L’accord provisoire annoncé cette semaine autorisera des dérogations concernant les ventes de pétrole sous sanctions. Un accord plus complet, qui pourrait être conclu dans les prochains mois, permettrait quant à lui de lever toutes les autres sanctions, et donnerait ainsi à l’Iran accès à un fonds de reconstruction évalué à 300 milliards de dollars.
Même si le CGRI ne publie pas de données financières, toute initiative de relance économique sera susceptible d’étendre son influence financière – déjà considérable -, a déclaré une deuxième source de haut rang, qui a évoqué les réseaux commerciaux existants, qui représentent plusieurs milliards de dollars, ainsi que les activités pétrolières, les opérations de transport maritime et les entreprises de construction.
La branche d’ingénierie du CGRI, Khatam al-Anbia, supervise, selon des déclarations officielles et des documents publics, des centaines de sociétés affiliées qui opèrent dans le cadre de grands projets d’infrastructure et d’énergie, et qui sont également présentes dans les télécommunications, la construction automobile, le tourisme et la logistique.
La Maison Blanche n’a pas encore répondu à notre demande de commentaires.
« Tirer toutes les ficelles »
La loi iranienne sur les investissements impose aux entreprises étrangères de s’associer à des partenaires locaux.

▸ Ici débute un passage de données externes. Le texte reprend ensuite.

PR #1035, opened 2019-04-03
TFW-3304 - Map visualization data to React components

tVeratti:
Screen Shot 2019-04-03 at 11 38 39 AM

This story DOES:
- Get initial structure in place between API response and React components.
- Add Error Boundaries around charts to allow isolated failures.
- Build an initial mapping between string types and component classes (this will need updating as the mongodb types evolve)

This story DOES NOT:
- Massage all data as each graph will need.
- Bring in proper mock data.
- style the dashboards.


components/universalSearch/visualizations/chart.js
```diff
@@ -0,0 +1,24 @@
+import React from 'react';
+
+import * as Charts from '../../visualizations';
+
+export const CHART_TYPES = {
+    line: Charts.LineGraph,
+    pie: Charts.DonutLine
+};
+
+export default function Chart({ type, encoding, values, ...props }) {
```
troyblank: But what if it's a graph? :P .... graphs and charts are different things but they are so fuzzy that I am fine with using it generically. But just food for thought. Could be more general of a name.

tVeratti: Well Visualization was kinda overused. I'm up for any ideas xD

troyblank: I am cool with chart, but really my main idea is `VizzyNizzy` pleazy?

components/universalSearch/visualizations/chart.js
```diff
@@ -0,0 +1,24 @@
+import React from 'react';
+
+import * as Charts from '../../visualizations';
+
+export const CHART_TYPES = {
+    line: Charts.LineGraph,
+    pie: Charts.DonutLine
+};
+
+export default function VizzyNizzy({ type, encoding, values, ...props }) {
```
jasonhale: 😆

troyblank: it's gucci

Le nombre considérable d’entreprises liées au CGRI fait donc d’elles les garantes des accès des investisseurs potentiels aux secteurs les plus lucratifs d’Iran.

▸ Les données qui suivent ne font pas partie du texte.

PR #1037, opened 2019-04-05
TFW-3036 - Update design for Viz Axis Controls

jasonhale:
Fixin' styles on these axis controls so content is centered and the dropdown is overlapping the req'd 8px.

Also updated the styles to remove that border and the colon after the label.

Screen Shot 2019-04-04 at 7 20 04 PM


components/visualizations/axisControls/axisControls.js
```diff
@@ -4,6 +4,8 @@ import { KEY_PERCENT } from '../util';
 import './axisControls.beta.scss';
 
 export default function AxisControls({ id, onXUpdate, onYUpdate }) {
+    const top = 'calc(100% - .8rem)';
```
troyblank: Explain why this can't be done in css again? I know we did this before for `<Select />`'s right? Just making sure this is necessary in js.

jasonhale: Sure.  Technically, we could do it with CSS, it'd just be with some `!important` tags.

SelectDropDown uses js to absolutely place itself.  We came up with the way to pass a position to it to override that feature (mostly for the main and header navigation).  The one caveat to passing a position is that it disables SelectDropDown's auto placement when it's too close to the bottom of the screen.

So, yeah, we can
- do via CSS, and retain the feature of the dropdown flowing up when too close to the bottom of the screen.
- do via js, using the allowed ability of passing position.

And, honestly, a portion of the issue is supporting old and new styles.  If we could consolidate/update to use nothing but new design, we could alleviate this manual placement in a few spots.

jasonhale: ... or, to promote easier and more visible styling (instead of the masking that can happen when overriding with `!important`), we could allow turning off SelectDropDown's self-positioning altogether so a parent can style it more explicitly without going nuclear and overriding styles.

troyblank: Hmmm yea we had this convo before, sorry I forgot. But yea what you say makes sense and it seems like what you did is the less convoluted until we can re-do all styles to the new ones. Thanks for the explanation.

Cette situation signifie que les entreprises occidentales souhaitant revenir sur le marché iranien pourraient se retrouver à opérer aux côtés, ou par l’intermédiaire, d’entités liées au CGRI, même sans implication directe – au risque de se heurter à d’éventuelles sanctions toujours en vigueur et spécifiquement liées au Corps des Gardiens.
« Ce sont les Gardiens de la révolution islamique qui tirent toutes les ficelles dans le secteur pétrolier ; on ne peut donc pas ignorer toutes les implications juridiques d’une collaboration avec eux », a fait remarquer Jeremy Paner, ancien enquêteur chargé des sanctions au ministère des Finances et désormais associé au cabinet d’avocats Hughes Hubbard & Reed.
Même si l’accord provisoire conclu avec Washington prévoit l’autorisation des exportations de pétrole iranien, « les entreprises américaines restent exposées à des risques juridiques en raison de la présence en arrière-plan du CGRI », a ajouté Paner.
La loi américaine « Justice Against Sponsors of Terrorism Act », adoptée en 2016, permet aux victimes d’attentats terroristes de poursuivre en justice des entreprises américaines ayant apporté leur soutien à des groupes accusés de terrorisme, notamment le Corps des gardiens de la révolution islamique (CGRI).
Si aucun accord global n’est conclu et que les sanctions restent en vigueur, le Corps des gardiens continuera de bénéficier des dérogations provisoires sur les exportations de pétrole. Il pourra ainsi maintenir son emprise sur l’économie, fort de son expérience en matière de contournement des sanctions, ont affirmé des sources iraniennes de haut rang.
C’est l’adoption, dès le début des années 2000, de sanctions liées au programme nucléaire iranien qui a accéléré l’essor économique du Corps des gardiens, qui a alors mis en place des réseaux pour faciliter les exportations de pétrole, le transport maritime et le commerce par le biais d’intermédiaires et de sociétés écrans.
Le modèle est devenu plus difficile à mettre en œuvre lorsque le président américain Donald Trump a lancé une campagne de « pression maximale » en 2018, après avoir retiré les États-Unis de l’accord nucléaire conclu en 2015 entre les grandes puissances, avant de renforcer encore les sanctions américaines au cours de son mandat actuel.
Ces mesures ont réduit la marge de manœuvre dont disposaient les contrevenants pour contourner les sanctions et ont augmenté le coûts de gestion des réseaux illicites, a ajouté une troisième source iranienne de haut rang.